= Work to complete =
Below are some records; quote exactly the lines from the one that contains "PR #3049, opened 2023-05-11" through the one that contains "sumo-drosiek, line 5: Why", inclusive, and no others.

*** Information provided Section Begins ***

PR #2419, opened 2024-10-29
175: Fix permission getter due to other groups coming back from KC.

marklise:


Marilynn-Stone (approved):

epictrack-api/src/api/services/user.py
```diff
@@ -56,7 +56,11 @@ def get_groups(cls):
         filtered_groups = []
 
         for group in groups:
-            current_app.logger.info(f"group: {group}")
+            # For some reason we get all the groups from keycloak instead of just requesting the
+            # TRACK group. So we need to filter out the groups that are not TRACK based, otherwise
+            # we will get all the groups in the system.
+            if group.get("name") != "TRACK":
```
dinesh-aot, line 62: Should this condition be the opposite. We only need to get the sub groups if the main group name is equal to TRACK.

PR #2428, opened 2024-11-10
255: Visual high priority notes for UI. Quality changes for debugging…

marklise:
…. Only deals with UI and not PDF generation - that is to come.

### DIFF
--- a/epictrack-api/src/api/reports/report_factory.py
+++ b/epictrack-api/src/api/reports/report_factory.py
@@ -5,7 +5,7 @@ from collections import defaultdict
 from io import BytesIO
 from pathlib import Path
 from sqlalchemy import and_, func
-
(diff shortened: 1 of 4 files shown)


epictrack-api/src/api/reports/report_factory.py
```diff
@@ -36,7 +36,8 @@ def _format_data(self, data):
             excluded_items = self.filters["exclude"]
         for item in data:
             obj = {
-                k: getattr(item, k) for k in self.data_keys if k not in excluded_items
+              k: (item[k] if k != "work_issues" else self._deserialize_work_issues(item[k]))
```
Ckoelewyn, line 39: 👍I like this

Ckoelewyn (approved):

PR #2459, opened 2024-11-28
[Track-274-2] Fix AS decision maker 

tolkamps1:


tolkamps1:
also Track-223 change order of displayed names to first_name last_name

marklise (approved):

PR #2467, opened 2024-12-05
[Track-297] RF update work title in model to remove hanging dash

tolkamps1:


tolkamps1:
I modified the test because it was testing incorrectly? Please double-check because my brain is mush but the test should assert that ` exists: True ` when trying to create a new work with the title of an existing work.

marklise (approved):

PR #3040, opened 2023-05-09
feat(logs): add ability to use OTLP source

swiatekm-sumo:
Add a setting for switching to the OTLP source for logs. I'm going to add a bit of documentation about this, but I'd rather add this support simultaneously for all signal types.

The source is created for all users with setup enabled, and the setting only controls if we're sending data to it.

### Checklist

- [x] Documentation updated


deploy/helm/sumologic/conf/logs/otelcol/config.yaml
```diff
@@ -630,7 +631,7 @@ service:
     ## - added transform/remove_attributes processor
     logs/otlp/kubelet:
       exporters:
-        - sumologic/systemd
+{{ include "logs.otelcol.systemd.exporters" . | indent 8 }}
```
astencel-sumo, line 634: Did you want `kubelet` here, as you did above in line 547?
```suggestion
{{ include "logs.otelcol.kubelet.exporters" . | indent 8 }}
```

docs/otlp-source.md
```diff
@@ -0,0 +1,41 @@
+# Using the OTLP source
+
+Historically, agents used by this Chart sent logs and metrics data to a [generic HTTP Source][http_source] in Sumo Logic. Ever since the
+[version 3][v3] release, the Chart predominantly uses the [OpenTelemetry Collector][otel], and consequently also the [OTLP protocol][otlp].
+The data needed to be converted to the formats the generic HTTP source supports before being sent.
+
+Recently, we've added support for directly sending data using the OTLP protocol to Sumo Logic. This is achieved using the [OTLP
+source][otlp_source]. This document explains how to use this new source with the Helm Chart.
+
+**Note:** OTLP Source is currently available for the following signal types: logs
```
astencel-sumo, line 10: This should be rephrased. The OTLP Source is available for all signal types: logs, metrics, traces. It is our chart that currently only supports sending logs to an OTLP Source.

deploy/helm/sumologic/conf/logs/otelcol/config.yaml
swiatekm-sumo: Yes, good catch. They're the same right now, but could be different in the future.

docs/otlp-source.md
swiatekm-sumo: Good point, will change this to be a statement about support in the Helm Chart.

astencel-sumo (approved):

PR #3049, opened 2023-05-11
feat(fargate-docs): Adding aws policies needed as part of cloudwatch logs collection

rnishtala-sumo:
Added the following aws policies that are needed as part of cloudwatch logs collection
- A policy that provides permissions to EKS fargate to create cloudwatch log groups
- A policy that authenticates and allows reading the cloudwatch log streams

### Checklist
- [x] Documentation updated

### DIFF
--- a/docs/fargate.md
+++ b/docs/fargate.md
@@ -1,6 +1,6 @@
 # Fargate
 
-**NOTE: This is an experimental feature and it's not a subject of breaking changes policy.**
+**NOTE: This is the alpha release of EKS Fargate.**
 
 The following are some limitations of deploying this helm chart on EKS fargate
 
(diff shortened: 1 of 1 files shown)


docs/fargate.md
```diff
@@ -640,7 +665,70 @@ export oidc_provider=$(aws eks describe-cluster --name $CLUSTER --region $AWS_RE
...
+                "logs:DescribeLogGroups",
+                "logs:DescribeLogStreams",
+                "logs:DescribeSubscriptionFilters",
+                "logs:StartQuery",
+                "logs:Unmask",
+                "logs:DescribeMetricFilters",
+                "logs:FilterLogEvents",
+                "logs:GetLogGroupFields",
+                "logs:ListTagsForResource"
+            ],
```
aboguszewski-sumo, line 721: Now that I think of it, do we need all of these permissions?

aboguszewski-sumo (approved):

docs/fargate.md
rnishtala-sumo: I tested it with this policy, maybe I could reduce the permissions

aboguszewski-sumo: Yes, I originally also tested with this policy, but maybe we should limit this.
Unfortunately, I don't see any info on that in the `awscloudwatch` receiver's docs ☹️  https://github.com/open-telemetry/opentelemetry-collector-contrib/tree/v0.77.0/receiver/awscloudwatchreceiver

docs/fargate.md
```diff
@@ -1,6 +1,8 @@
 # Fargate
 
-**NOTE: This is an experimental feature and it's not a subject of breaking changes policy.**
+| Status    |         |
+| --------- | ------- |
+| Stability | [alpha] |
```
sumo-drosiek, line 5: Why do we use Open Telemetry stability here?

I believe Fargate is more complex in terms of support and it is not fully dependent on receiver support

rnishtala-sumo: it was discussed in one if the standups last week that once we were confident with the E2E tests, this would be marked alpha
https://docs.google.com/document/d/1qC471RG2YTKw3PjDaqtQ6Rt9U8UaR3yeFwkqV0ZuplA/edit#heading=h.cz8mbgjlmnay

docs/fargate.md
rnishtala-sumo: The manual test for this seemed to be failing, i.e the logs weren't being collected after  I removed "logs:ListTagsForResource" for example. I can run more tests and raise a future PR if this can be reduced and merge these tested permissions for now, WDYT?

docs/fargate.md
sumo-drosiek: Sure, but we shouldn't use `https://github.com/open-telemetry/opentelemetry-collector#alpha` as reference. Until we don't have stability concept in the repository I would either add it to all components or make it descriptive way (like we did with experimental)

rnishtala-sumo: ok got it, I'll just make it descriptive then like we did with experimental.

rnishtala-sumo: done

sumo-drosiek (approved):

PR #3051, opened 2023-05-12
feat: allow setting otelcol image globally

### LINKED ISSUE #2700: Add single otelcol.image section for all of the components and allow overrides for each component separately
**Is your feature request related to a problem? Please describe.**
Right now if someone wishes to change the `otelcol` version or use fips binaries they need to change it in a bunch of places.

See this PR:
* https://github.com/SumoLogic/sumologic-kubernetes-collection/pull/2697

**Describe the solution you'd like**
I'd like to have a single `otelcol.image` section which will be a default for all of the components with possibility to override it in every component separately.

**Describe alternatives you've considered**
Alternative is what we have now - no default section.

**Additional context**
Right now to set fips binaries I need to change it in 6 places:
image

swiatekm-sumo:
Add a new config value for setting otelcol image for all components:

```yaml
sumologic:
  otelcolImage:
      repository: ...
      tag: ...
```

I've also set all the component-specific settings to be empty and the underlying resources will use the default image in this case.

This is implemented with some rather mundane template functions. Most of the added lines are goldenfile tests I've added, that really should've been there to begin with.

Fixes #2700 

### Checklist

- [X] Documentation updated


aboguszewski-sumo:
I guess this will resolve #2700?

sumo-drosiek (approved):

PR #3061, opened 2023-05-22
test(integration): mark metrics used by Apps

swiatekm-sumo:
I've reviewed all the metrics we test for and marked the ones used in Sumo Apps. Might also be useful to review the application metrics we don't test for, but that can happen in a separate change.

### Checklist

### DIFF
--- a/tests/integration/internal/constants.go
+++ b/tests/integration/internal/constants.go
@@ -82,68 +82,68 @@ const (
 
 // metrics we expect the receiver to get
 // metrics which are expected in current E2E tests but aren't present here, are commented out
-// TODO: figure out why the expected metrics aren't present
+// The comments about App usage are based on our internal content repository
 var (
-	KubeStateMetrics = []string{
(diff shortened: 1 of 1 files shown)


swiatekm-sumo:
> This shows the current state, which is good, but does not give any way to keep this up to date.

That's definitely not going to happen in this PR. I'm open to representing this information differently, but keeping it up to date is necessarily down to our internal tooling.

astencel-sumo:
> > This shows the current state, which is good, but does not give any way to keep this up to date.
> 
> That's definitely not going to happen in this PR. I'm open to representing this information differently, but keeping it up to date is necessarily down to our internal tooling.

It doesn't need to be done in this PR. My point is that if we don't intend to provide an automation to keep this up to date, then I'm not sure if there's much value in putting it there in the first place.

astencel-sumo:
As a minimum, can you somehow document how you got this data (and how anyone can do that again to verify the data)?

sumo-drosiek (approved):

*** Information provided Section Ends ***

= Output of the task =
PR #3049, opened 2023-05-11
feat(fargate-docs): Adding aws policies needed as part of cloudwatch logs collection

rnishtala-sumo:
Added the following aws policies that are needed as part of cloudwatch logs collection
- A policy that provides permissions to EKS fargate to create cloudwatch log groups
- A policy that authenticates and allows reading the cloudwatch log streams

### Checklist
- [x] Documentation updated

### DIFF
--- a/docs/fargate.md
+++ b/docs/fargate.md
@@ -1,6 +1,6 @@
 # Fargate
 
-**NOTE: This is an experimental feature and it's not a subject of breaking changes policy.**
+**NOTE: This is the alpha release of EKS Fargate.**
 
 The following are some limitations of deploying this helm chart on EKS fargate
 
(diff shortened: 1 of 1 files shown)


docs/fargate.md
```diff
@@ -640,7 +665,70 @@ export oidc_provider=$(aws eks describe-cluster --name $CLUSTER --region $AWS_RE
...
+                "logs:DescribeLogGroups",
+                "logs:DescribeLogStreams",
+                "logs:DescribeSubscriptionFilters",
+                "logs:StartQuery",
+                "logs:Unmask",
+                "logs:DescribeMetricFilters",
+                "logs:FilterLogEvents",
+                "logs:GetLogGroupFields",
+                "logs:ListTagsForResource"
+            ],
```
aboguszewski-sumo, line 721: Now that I think of it, do we need all of these permissions?

aboguszewski-sumo (approved):

docs/fargate.md
rnishtala-sumo: I tested it with this policy, maybe I could reduce the permissions

aboguszewski-sumo: Yes, I originally also tested with this policy, but maybe we should limit this.
Unfortunately, I don't see any info on that in the `awscloudwatch` receiver's docs ☹️  https://github.com/open-telemetry/opentelemetry-collector-contrib/tree/v0.77.0/receiver/awscloudwatchreceiver

docs/fargate.md
```diff
@@ -1,6 +1,8 @@
 # Fargate
 
-**NOTE: This is an experimental feature and it's not a subject of breaking changes policy.**
+| Status    |         |
+| --------- | ------- |
+| Stability | [alpha] |
```
sumo-drosiek, line 5: Why do we use Open Telemetry stability here?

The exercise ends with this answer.